==== ENTRIES PROVIDED ====

PR #321, opened 2019-06-30
Update documentation in vanilla Conv layers

jon-tow:
While attempting to build a model with Conv layers, I continually forgot the filterShape argument representation. Hopefully adding the below documentation will be helpful to others.

### DIFF
--- a/Sources/TensorFlow/Layers/Convolutional.swift
+++ b/Sources/TensorFlow/Layers/Convolutional.swift
@@ -68,10 +68,11 @@ public struct Conv1D<Scalar: TensorFlowFloatingPoint>: Layer {
     /// (input width + 2 * padding size - (dilation * (filter width - 1) + 1)) / stride + 1
     ///
     /// and padding size is determined by the padding scheme.
-    /// - Note: Padding size equals zero when using `.valid`.
     ///
     /// - Parameter input: The input to the layer [batch count, input width, input channel count].
     /// - Returns: The output of shape [batch count, output width, output channel count].
+    ///
+    /// - Note: Padding size equals zero when using `.valid`.
     @differentiable
     public func callAsFunction(_ input: Tensor<Scalar>) -> Tensor<Scalar> {
         let conv = conv2D(
@@ -216,12 +217,13 @@ public struct Conv2D<Scalar: TensorFlowFloatingPoint>: Layer {
     /// / stride width + 1
     ///
     /// and padding sizes are determined by the padding scheme.
-    /// - Note: Padding size equals zero when using `.valid`.
     ///
     /// - Parameter input: The input to the layer of shape
     ///   [batch count, input height, input width, input channel count].
     /// - Returns: The output of shape
     ///   [batch count, output height, output width, output channel count].
+    ///
+    /// - Note: Padding size equals zero when using `.valid`.
     @differentiable
     public func callAsFunction(_ input: Tensor<Scalar>) -> Tensor<Scalar> {
         return activation(conv2D(
@@ -368,12 +370,13 @@ public struct Conv3D<Scalar: TensorFlowFloatingPoint>: Layer {
     /// / stride width + 1
     ///
     /// and padding sizes are determined by the padding scheme.
-    /// - Note: Padding size equals zero when using `.valid`.
     ///
     /// - Parameter input: The input to the layer of shape
     ///   [batch count, input depth, input height, input width, input channel count].
     /// - Returns: The output of shape
     ///   [batch count, output depth, output height, output width, output channel count].
+    ///
+    /// - Note: Padding size equals zero when using `.valid`.
     @differentiable
     public func callAsFunction(_ input: Tensor<Scalar>) -> Tensor<Scalar> {
         return activation(conv3D(
--- a/Sources/TensorFlow/Layers/Convolutional.swift
+++ b/Sources/TensorFlow/Layers/Convolutional.swift
@@ -18,9 +18,9 @@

====

_TASK PROMPT_: Each line must be set down again exactly as above, with no line omitted.

_RESPONSE TO THE EXERCISE_:
PR #321, opened 2019-06-30
Update documentation in vanilla Conv layers

jon-tow:
While attempting to build a model with Conv layers, I continually forgot the filterShape argument representation. Hopefully adding the below documentation will be helpful to others.

### DIFF
--- a/Sources/TensorFlow/Layers/Convolutional.swift
+++ b/Sources/TensorFlow/Layers/Convolutional.swift
@@ -68,10 +68,11 @@ public struct Conv1D<Scalar: TensorFlowFloatingPoint>: Layer {
     /// (input width + 2 * padding size - (dilation * (filter width - 1) + 1)) / stride + 1
     ///
     /// and padding size is determined by the padding scheme.
-    /// - Note: Padding size equals zero when using `.valid`.
     ///
     /// - Parameter input: The input to the layer [batch count, input width, input channel count].
     /// - Returns: The output of shape [batch count, output width, output channel count].
+    ///
+    /// - Note: Padding size equals zero when using `.valid`.
     @differentiable
     public func callAsFunction(_ input: Tensor<Scalar>) -> Tensor<Scalar> {
         let conv = conv2D(
@@ -216,12 +217,13 @@ public struct Conv2D<Scalar: TensorFlowFloatingPoint>: Layer {
     /// / stride width + 1
     ///
     /// and padding sizes are determined by the padding scheme.
-    /// - Note: Padding size equals zero when using `.valid`.
     ///
     /// - Parameter input: The input to the layer of shape
     ///   [batch count, input height, input width, input channel count].
     /// - Returns: The output of shape
     ///   [batch count, output height, output width, output channel count].
+    ///
+    /// - Note: Padding size equals zero when using `.valid`.
     @differentiable
     public func callAsFunction(_ input: Tensor<Scalar>) -> Tensor<Scalar> {
         return activation(conv2D(
@@ -368,12 +370,13 @@ public struct Conv3D<Scalar: TensorFlowFloatingPoint>: Layer {
     /// / stride width + 1
     ///
     /// and padding sizes are determined by the padding scheme.
-    /// - Note: Padding size equals zero when using `.valid`.
     ///
     /// - Parameter input: The input to the layer of shape
     ///   [batch count, input depth, input height, input width, input channel count].
     /// - Returns: The output of shape
     ///   [batch count, output depth, output height, output width, output channel count].
+    ///
+    /// - Note: Padding size equals zero when using `.valid`.
     @differentiable
     public func callAsFunction(_ input: Tensor<Scalar>) -> Tensor<Scalar> {
         return activation(conv3D(
--- a/Sources/TensorFlow/Layers/Convolutional.swift
+++ b/Sources/TensorFlow/Layers/Convolutional.swift
@@ -18,9 +18,9 @@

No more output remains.